For this exercise, repeat the listing below from its first line through the line containing "This PR is an", exactly as written.

## Listed entries

---+---

PR #1897, opened 2025-05-15
feat(manifest): Loaded manifest includes all environment and group names

arthurpitman:
#### **Why** this PR?
This PR is an alternative to https://github.com/Dynatrace/dynatrace-configuration-as-code/pull/1876 and this time adds all environment and environment group names seen during loading directly to the manifest data structure.

This PR is more robust because `manifest.Environments.SelectedEnvironments` is identical to the current `manifest.Environments`, meaning it avoids the effort of having to explicitly deal with `Skip`. However, a lot of effort had to be invested in updating the tests.

#### **What** has changed?
The `Environments` field of `manifest.Manifest` is now a struct of type `manifest.Environments` that holds selected environments as well as the names of all environments and environment groups seen during loading. This extra information will be used https://github.com/Dynatrace/dynatrace-configuration-as-code/pull/1880 to emit a warning if an undefined environment or group is referenced.

#### **How** does it do it?
The PR does some renaming and then simply adds the new type and updates tests. The actual change to production code is pretty small.

Best reviewed commit by commit.

#### How is it **tested**?
Existing tests are updated to include the new data structure, which holds information about the names of all environments and environment groups.

No effect on users.

### DIFF
--- a/pkg/manifest/loader/manifest_loader.go
+++ b/pkg/manifest/loader/manifest_loader.go
@@ -202,9 +202,9 @@ func Load(context *Context) (manifest.Manifest, []error) {
 	}
 
 	return manifest.Manifest{
-		Projects:     projectDefinitions,
-		Environments: environmentDefinitions,
-		Accounts:     accounts,
+		Projects:             projectDefinitions,
+		SelectedEnvironments: environmentDefinitions,
+		Accounts:             accounts,
 	}, nil
 }
 
--- a/pkg/manifest/loader/manifest_loader.go
+++ b/pkg/manifest/loader/manifest_loader.go
@@ -180,12 +180,12 @@ func Load(context *Context) (manifest.Manifest, []error) {
 	}
 
 	// environments
-	var environmentDefinitions map[string]manifest.EnvironmentDefinition
+	var environments manifest.Environments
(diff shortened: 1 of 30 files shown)


pkg/manifest/loader/manifest_loader.go
```diff
@@ -180,12 +180,12 @@ func Load(context *Context) (manifest.Manifest, []error) {
...
 	// environments
-	var environmentDefinitions map[string]manifest.EnvironmentDefinition
+	var environments manifest.Environments
 	if len(manifestYAML.EnvironmentGroups) > 0 {
 		var manifestErrors []error
-		if environmentDefinitions, manifestErrors = parseEnvironments(context, manifestYAML.EnvironmentGroups); manifestErrors != nil {
+		if environments, manifestErrors = parseEnvironments(context, manifestYAML.EnvironmentGroups); len(manifestErrors) > 0 {
 			errs = append(errs, manifestErrors...)
-		} else if len(environmentDefinitions) == 0 {
+		} else if len(environments.AllEnvironmentNames) == 0 {
```
Kirdock, line 188: So this is the only behavior change, right?

Kirdock (approved):

tomazpu (approved):

PR #1898, opened 2025-05-16
feat: Use slog for logging

arthurpitman:


internal/log/log.go
```diff
@@ -59,96 +56,111 @@ type CtxKeyAccount struct{}
...
 
 func Debug(msg string, a ...interface{}) {
-	std.Debug(msg, a...)
+	slog.Debug(fmt.Sprintf(msg, a...))
 }
 
-func Level() loggers.LogLevel {
-	return std.Level()
+// PrepareLogging sets up the default slog.Logger using the specified options.
+func PrepareLogging(ctx context.Context, fs afero.Fs, verbose bool, loggerSpy io.Writer, fileLogging bool, enableMemstatLogging bool) {
```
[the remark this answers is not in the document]
arthurpitman: Depending on how we proceed with the refactoring, this could be a follow-up. Currently, doing such a thing would involve touching a lot of code in a lot of places.

However, if we embrace slog fully, we will no longer need this function in its present form, or many of the options. For example, loggerSpy would be something for tests, not for production code.

internal/log/log.go
```diff
@@ -59,96 +56,111 @@ type CtxKeyAccount struct{}
...
 
-	setDefaultLogger(loggers.LogOptions{
-		File:        logFile,
-		ErrorFile:   errFile,
-		JSONLogging: logFormat == loggers.LogFormatJSON,
-		LogLevel:    loglevel,
-		LogSpy:      loggerSpy,
-		LogTimeMode: logTime,
-	})
+func getReplaceAttrFunc() func(groups []string, a slog.Attr) slog.Attr {
```
Kirdock, line 142: Should we maybe structure this a bit differently? Instead of deciding inside this function for every attribute if UTC should be used, we set a different replace function
```go
func getHandlerOptions(level slog.Leveler) *slog.HandlerOptions {
  if useUTC {
    return &slog.HandlerOptions{
		Level:       level,
		ReplaceAttr: getReplaceUTC,
      }
  }
return &slog.HandlerOptions{
  Level:       level,
  }
}

func getReplaceUTC() func(groups []string, a slog.Attr) slog.Attr {
		if a.Key == slog.TimeKey {
			t := a.Value.Time()
			return slog.Attr{Key: slog.TimeKey, Value: slog.TimeValue(t.UTC())}
		}

		return a
}
```
or we decide in a generic `getReplaceAttrFunc` which function to return

internal/log/log.go
```diff
@@ -59,96 +56,111 @@ type CtxKeyAccount struct{}
 // CtxValGraphComponentId context value used for correlating logs that belong to deployment of a sub graph
 type CtxValGraphComponentId int
 
-var (
-	_ loggers.Logger = (*zap.Logger)(nil)
-	_ loggers.Logger = (*console.Logger)(nil)
-)
+const envVarLogFormat = "MONACO_LOG_FORMAT"
```
Kirdock, line 59: Should we document these two somewhere?

internal/log/log.go
```diff
@@ -59,96 +56,111 @@ type CtxKeyAccount struct{}
...
+
+		if errorFile != nil {
+			handlers = append(handlers, getHandler(errorFile, getHandlerOptions(slog.LevelError)))
+		}
 	}
 
-	if c, ok := ctx.Value(CtxGraphComponentId{}).(CtxValGraphComponentId); ok {
-		f = append(f, field.F("gid", c))
+	if len(handlers) == 1 {
+		return handlers[0]
```
Kirdock, line 113: I guess there isn't an easy way to have just one handler? For multiple write operations, `io.MultiWriter` could be used. Not sure how to handle the errorFile handler though

internal/log/log.go
```diff
@@ -172,21 +201,21 @@ func MemStatFilePath() string {
 // may be returned in case of errors.
 // If log directory or logFile creation fails, no log files are returned.
 // If errLog creation fails, a valid logFile is still being returned with an error.
-func prepareLogFiles(ctx context.Context, fs afero.Fs, enableMemstatLogging bool) (logFile afero.File, errFile afero.File, err error) {
+func PrepareLogFiles(ctx context.Context, fs afero.Fs, enableMemstatLogging bool) (logFile afero.File, errFile afero.File, err error) {
```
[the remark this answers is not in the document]
Laubi: Not a huge fan, but understandable - we might want to get rid of it anyway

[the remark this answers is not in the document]
arthurpitman: I figured this was better than splitting the tests into two packages. I presume this function will not stay the same in the long term, as the setup for logging should be simplified once we really use slog.

internal/log/log.go
arthurpitman: For the moment, this is the easiest way as we want different things to go to the different sinks in different formats. For example, in a future PR, we'd like color logs on the console, but plain text going to the files, and as you say, only errors and fatals going to the error file, but all logs going to the log file. Something to revisit this in the future, though, and optimization is certainly possible.  

One last thought: in a future PR, our handler might also add attributes that it pulls from the context. The TeeHandler could do this once, and then, with this current architecture, pass this on a handler that supports color, or, encodes it to JSON, saving us from having to reimplement all this functionality.

Kirdock (approved):

PR #324, opened 2016-09-09
Remove explanation of why domain is insufficient

ddorwin:
The "above" reference is unclear but probably referred to the TLS section for
the Security instance. While the "above" reference could be replaced, this
statement is probably unnecessary since secure origins are required and origin
is explicitly used in the requirement.


mwatson2:
LGTM

PR #326, opened 2016-09-09
Move note that Distinctive Identifiers are not necessarily unique closer to the relevant condition

ddorwin:
Move only. No text changes.


mwatson2:
LGTM

PR #327, opened 2016-09-12
Several small commits related to value and identifier definitions

ddorwin:

PR #328, opened 2016-09-12
Fix #242: All values exposed to the application must be per-origin and clearable

### LINKED ISSUE #242: Privacy: Add statement that all values exposed or inferable by the application must be per-origin
We have a clear requirement that (most) [identifiers are per-origin](https://w3c.github.io/encrypted-media/#per-origin-identifiers) and that [persisted data must be clearable](https://w3c.github.io/encrypted-media/#allow-persistent-data-cleared), but I don't believe there is a single place that says most values (Permanent Identifiers being the obvious exception), both persisted and not, must be per-origin and not be accessible or inferable by other origins.

Some references to ~~#per-origin-identifiers~~ (now `#per-origin-per-profile-identifiers`) may not actually be related to identifiers and should instead point to such a requirement.

I believe there are some references in the `MediaKeys` and/or `MediaKeySessions` sections, and the web platform relies on origins, but it is still worth making a clear statement and having a reference target that is not specific to identifiers.

ddorwin:


ddorwin:
The first four commits are from #327, so just review the last commit. `index.html` includes changes from all five commits.

ddorwin:
There is now a sixth commit, so review everything _after_ the fourth commit. I will squash all of those into a single commit (the first four will be merged away).

encrypted-media-respec.html
```diff
@@ -3209,10 +3209,46 @@
...
+        </p>
+
+        <section id="per-origin-per-profile-values">
+          <h3>Use Per-Origin Per-Profile Values</h3>
+          <!-- Issue #101 may affect this text. -->
+          <p>
+            All <a href="#distinctive-value">distinctive values</a> exposed to or inferable by the application MUST be unique per <a def-id="origin"></a> and <a def-id="browsing-profile"></a>.
+            That is, the value(s) used for one <a def-id="origin"></a> using the APIs defined in this specification MUST be different from those used for any other origin using the APIs,
+            and value(s) used in one <a def-id="browsing-profile"></a> MUST be different from those used for any other profile, regardless of origin.
+          </p>
```
mwatson2: How does this apply to session ids ? Presumably if you pick session ids at random, then you could end up using the same one for different sessions in different origins.

ddorwin: Maybe we should replace "unique" with non-associable. Unique alone is insufficient if the values are `fixedID-origin`.

Such unintentional random collisions are okay (and preventing them could actually leak information in theory). We don't want intentional reuse, though.

Note that if IDs always start at 1 and increment, there would be similar collisions but these would not be distinctive.

ddorwin: Ah, non-associable is covered in the next paragraph.

As for your original point, maybe unique/different by design. However, do we really need to say anything? In theory, even a UUID can have collisions.

mwatson2: I think we can probable leave it, since there is not really a problem in practice, as you say.

My point is that all the issues related to distinctive values apply only if the value is provided to the application across multiple browsing sessions (allowing the application to say, "aha, I have seen this before, must be the same user"). A value could still be unique to a particular user, but if it local to a single browsing session, there's less of a tracking concern.

Now, with session ids, there is the possibility to query whether a given id is associated with a given user in a subsequent browsing session. This is a privacy issue only if the application already has another way to narrow down the set of possible users. If they have that, though, then an exhaustive search of possible session ids could reveal the user's identity.

Perhaps the definition of distinctive value should include that the value is visible across multiple browsing sessions ?

PR #330, opened 2016-09-16
Fix #329: Make MediaEncryptedEventInit required in the MediaEncryptedEvent constructor

### LINKED ISSUE #329: MediaKeyMessageEvent's message needs to be nullable or required in init dict
https://w3c.github.io/encrypted-media/#mediakeymessageevent

Per the current spec, `new MediaKeyMessageEvent('type')` would not throw an exception, because the init dict is not required. However, the result event's `message` attribute cannot sensibly be anything other than null, and yet it's not nullable in the IDL.

The typical pattern for event interfaces where only scripts could create instances with a certain member being null is to make that impossible, as such:

```WebIDL
[SecureContext,
 Constructor(DOMString type, MediaKeyMessageEventInit eventInitDict)]
interface MediaKeyMessageEvent : Event {
    readonly attribute MediaKeyMessageType messageType;
    readonly attribute ArrayBuffer         message;
};

[SecureContext]
dictionary MediaKeyMessageEventInit : EventInit {
    MediaKeyMessageType messageType = "license-request";
    required ArrayBuffer message;
};
```

If there is a concern for breaking existing content, the only other option is unfortunately to make `message` nullable.

ddorwin:
Also changes some init dictionary attributes to be required and not have default values.


ddorwin:
Virtually assigning to @foolip.

encrypted-media-respec.html
```diff
@@ -2332,8 +2332,8 @@
         <section>
           <h4><a>MediaKeyMessageEventInit</a></h4>
           <div><pre class="idl">[SecureContext] dictionary MediaKeyMessageEventInit : EventInit {
-             MediaKeyMessageType messageType = "license-request";
-             ArrayBuffer         message;
+             required MediaKeyMessageType messageType;
```
foolip: This is OK if you don't think there's any reasonable default. There's not a single hit for `MediaKeyMessageEventInit` in HTTP Archive, so I think legacy compat is not a problem.

encrypted-media-respec.html
```diff
@@ -2816,7 +2816,7 @@
         <section>
           <h4><a>MediaEncryptedEventInit</a></h4>
           <div><pre class="idl">dictionary MediaEncryptedEventInit : EventInit {
-             DOMString    initDataType = "";
+             required DOMString    initDataType
```
foolip: It seems a bit odd to require an `initDataType` if `initData` itself isn't required?

encrypted-media-respec.html
ddorwin: `"license-request"` is the most obvious one, but it's not really a "safe" default. It seems better to make the author specify it along with the message.

I don't expect anyone is actually using this directly.

encrypted-media-respec.html
ddorwin: I agree. I guess it wasn't clear what to do about the nullable initData, especially given the discussion in the issue.

Should this be `required ArrayBuffer? initData`?

Is the following valid in that case?
```
{ initDataType = "",
  initData = null; }
```

foolip: `initData` was already nullable on interface and init dict, so this seemed fine before, I think it was only because I assumed that the UA would never fire events with a null `initData` attribute that it seemed like a change to `MediaEncryptedEventInit` might be needed.

encrypted-media-respec.html
foolip: OK, just checking that there's *some* upside to a non-zero risk :)

foolip:
MediaKeyMessageEventInit changes LGTM

ddorwin:
This PR now only changes MediaEncryptedEvent & MediaEncryptedEventInit. I think it is ready to merge.

ddorwin:
s/MediaEncryptedEvent/MediaKeyMessageEvent/ above.

foolip:
Thanks @ddorwin, LGTM.

PR #331, opened 2016-09-16
Reorder the items in the User Tracking Mitigations section.

ddorwin:
Related items are now closer to each other.


ddorwin:
Addresses the TODO from PR #328 (and earlier).

Section moves only - no text changes other than removing the TODO.

The order may not be perfect, but it is much better. Suggestions welcome.

ddorwin:
No text change, so I'm going to merge.

PR #332, opened 2016-09-17
Fix #312: Require users be informed or provide consent when there are security concerns

### LINKED ISSUE #312: Security: Should implementations be required to inform users in cases where this is currently recommended?
The following are from the current Security section:

https://w3c.github.io/encrypted-media/#cdm-security:
>If a user agent chooses to support a Key System implementation that cannot be sufficiently sandboxed or otherwise secured, the user agent SHOULD ensure that users are fully informed and/or give explicit consent before loading or invoking it.

https://w3c.github.io/encrypted-media/#security-prompts:
>User agents SHOULD ensure that users are fully informed and/or give explicit consent before a Key System that presents security concerns that are greater than other user agent features (e.g. DOM content) may be accessed by an origin.

In cases where there are such concerns, should the spec _require_ (`MUST`) fully informing the user? This _might_ address some of the concerns in #304 and related discussion (i.e. in [this thread](https://lists.w3.org/Archives/Public/public-html-media/2016Sep/thread.html#msg3)).

ddorwin:


mwatson2:
I agree that the text changes in the PR accurately implement the proposal. So, if the proposal is agreed in principle, this PR does not require further review.

PR #344, opened 2016-10-25
Fix #335: Note that many implementations only support decryption with MSE

### LINKED ISSUE #335: Spec should mention that EME is not expected to work outside of MSE
Currently the only browser that supports EME in non-MSE video is Chrome for WebM only. It doesn't seem like there's demand for EME in non-MSE video, so I propose that the spec mentions somewhere that EME is not expected to work outside of MSE video.

ddorwin:


ddorwin:
There was already a note to this effect in the `HTMLMediaElement` extensions section. This PR moves the note up to the introduction and directs it at authors.

@cpearce, please review.

PR #345, opened 2016-10-25
Fix #340: Make event preconditions consistent with HTML spec

### LINKED ISSUE #340: Preconditions in HTMLMediaElement Event Summary may not be consistent with HTML spec
The format of the [Event Summary](https://w3c.github.io/encrypted-media/#htmlmediaelement-events) table for HTMLMediaElement Extensions was adapted from the [Event Summary](https://html.spec.whatwg.org/multipage/embedded-content.html#mediaevents) in the HTML spec. Most of the Preconditions in that table appear to be a transition that has happened related to the cause of the event.

However, the Preconditions in the EME table are preconditions for getting to the point where the condition that causes them to be dispatched can occur.

ddorwin:
Also changes the Wait for Key to queue the waitingforkey event after setting readyState.
This is also more consistent with the HTML spec.

### DIFF
--- a/encrypted-media-respec.html
+++ b/encrypted-media-respec.html
@@ -2837,7 +2837,7 @@ interface MediaEncryptedEvent : Event {
               <td><a def-id="eventdfn">encrypted</a></td>
               <td><a>MediaEncryptedEvent</a></td>
               <td>The user agent encounters <a def-id="initialization-data"></a> in the <a def-id="media-data"></a>.</td>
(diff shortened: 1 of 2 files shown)


ddorwin:
This is based on top of PR #343, so ignore the first commit when reviewing.

The precondition for `waitingforkey` are now consistent with the HTML spec, including reordering the steps in the Wait for Key algorithm.

The precondition for `encrypted` didn't change except to copy the wording from the HTML spec. I did not see any additional text to add that was consistent with preconditions in the HTML spec.

ddorwin:
Rebased on top of the landed #343 to prepare for merging.

PR #348, opened 2016-10-26
Fix #347: Reset waiting for key and encrypted block queue when position changes

### LINKED ISSUE #347: Internal waiting for key and encrypted block queue values must be cleared on seek
The internal _waiting for key_ and _encrypted block queue_ values are initialized when the HTMLMediaElement is created:
>When a HTMLMediaElement is created, its internal _waiting for key_ value shall be initialized to false and its _encrypted block queue val_ue shall be empty.

But they are not cleared in other conditions. Seeking is the most obvious. Are there others?

@cpearce @foolip

ddorwin:


jdsmith3000:
This LGTM.

PR #475, opened 2019-06-14
Change AWS `generate_credentials` request method to GET

donjar:


hvac/api/secrets_engines/aws.py
```diff
@@ -326,7 +326,7 @@ def generate_credentials(self, name, role_arn=None, ttl="3600s", endpoint='creds
             name=name,
         )
 
-        response = self._adapter.post(
+        response = self._adapter.get(
             url=api_path,
             json=params,
```
jeffwecan: Does the `json` keyword are work with `requests.get()`? If not, this should be updated to `params=params`, no?

donjar: It does work when I tested it, but I think `params` makes more sense. Let me update it.

Issue #479, opened 2019-06-20
Support AWS authentication method


stevefranks:
It looks like AWS isn't fully supported as an authentication method yet within hvac. I'm going to work on adding this. I hope to have a PR ready for review shortly.

https://www.vaultproject.io/api/auth/aws/index.html

jeffwecan:
@stevefranks Sounds good and thanks! If you have any questions at all regarding the best way to implement this contribution, feel free to lodge those queries here or in the hvac gitter channel at: https://gitter.im/hvac/community

jeffwecan:
Also for what it's worth I went down this route way back when and pushed up that work that I was able to complete along those lines now at: https://github.com/jeffwecan/hvac/blob/1573406a231bb31c3779aa2722eeee130fc51247/hvac/api/aws.py

That version of the class doesn't incorporate the current auth class baseclass / directory structure since it was last touched before those elements were finalized. However it may still give you a good starting point for many of the AWS auth methods that remain to be implemented.

PR #482, opened 2019-06-28
Expanded Support for AWS Auth Method

stevefranks:
[Proposal]
This PR adds support for authentication via the AWS auth backend. I have tested this code against my local vault instance. I'll add more documentation once we are in agreement on the design.

References: https://github.com/hvac/hvac/issues/479

cc @jeffwecan

### DIFF
--- a/hvac/api/auth_methods/__init__.py
+++ b/hvac/api/auth_methods/__init__.py
@@ -10,6 +10,7 @@ from hvac.api.auth_methods.ldap import Ldap
 from hvac.api.auth_methods.mfa import Mfa
 from hvac.api.auth_methods.okta import Okta
 from hvac.api.auth_methods.radius import Radius
+from hvac.api.auth_methods.aws import Aws
 from hvac.api.vault_api_category import VaultApiCategory
 from hvac.utils import generate_method_deprecation_message
 
@@ -23,6 +24,7 @@ __all__ = (
     'Mfa',
     'Okta',
     'Radius',
+    'Aws',
 )
 
 
@@ -37,12 +39,12 @@ class AuthMethods(VaultApiCategory):
         Mfa,
         Okta,
         Radius,
+        Aws,
     ]
     unimplemented_classes = [
         'AppId',
         'AppRole',
         'AliCloud',
-        'Aws',
         'Jwt',
         'Cert',
         'Token',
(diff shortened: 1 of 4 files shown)


jeffwecan:
Just as a heads-up, I personally haven't had time to look over this PR but intend to do so as soon as I am able.

hvac/api/auth_methods/aws.py
```diff
@@ -0,0 +1,767 @@
...
+        :type cert_name: str | unicode
+        :param mount_point: The "path" the aws auth method was mounted on
+        :return: The data key from the JSON response of the request.
+        :rtype: dict
+        """
+        api_path = '/v1/auth/{0}/config/certificate/{1}'.format(mount_point, cert_name)
+        response = self._adapter.get(
+            url=api_path,
+        )
+        return response.json().get('data')
```
drewmullen: @jeffwecan we should consider standardizing json returns. personally i like this where the data key is returned directly, however, we have some that doesnt extract it. 

example: https://github.com/hvac/hvac/blob/c013371a43d30b5b54407f3fea2f2fd76bbe5934/hvac/api/auth_methods/ldap.py#L129

hvac/api/auth_methods/__init__.py
```diff
@@ -10,6 +10,7 @@
 from hvac.api.auth_methods.mfa import Mfa
 from hvac.api.auth_methods.okta import Okta
 from hvac.api.auth_methods.radius import Radius
+from hvac.api.auth_methods.aws import Aws
```
drewmullen: nit picky - the other imports are alphabetical

drewmullen:
LGTM! thanks for the PR! i dont have a strong exp with aws auth so ill let @jeffwecan comment b4 approving

jeffwecan:
Also I realize now that I skipped past the "I'll add more documentation once we are in agreement on the design" point you mentioned when opening the PR. However you're still welcome to fill in those gaps at any point in the future (and it would be much appreciated in fact!). The docstrings will at least cover some things since they end up in "autodoc" output at https://hvac.readthedocs.io/en/stable/source/hvac_api_auth_methods.html.

avoidik:
my apologies for bumping this old PR, but how to use iam_login?

my previous code is

```
vault_client = hvac.Client(url=vault_addr)
vault_client.auth_aws_iam(key_id, secret_id, session_token, vault_iam_header, vault_iam_mount, vault_iam_role)
```

avoidik:
nvm, it just

```
vault_client.auth.aws.iam_login()
```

---+---

## Completed task
PR #1897, opened 2025-05-15
feat(manifest): Loaded manifest includes all environment and group names

arthurpitman:
#### **Why** this PR?
This PR is an alternative to https://github.com/Dynatrace/dynatrace-configuration-as-code/pull/1876 and this time adds all environment and environment group names seen during loading directly to the manifest data structure.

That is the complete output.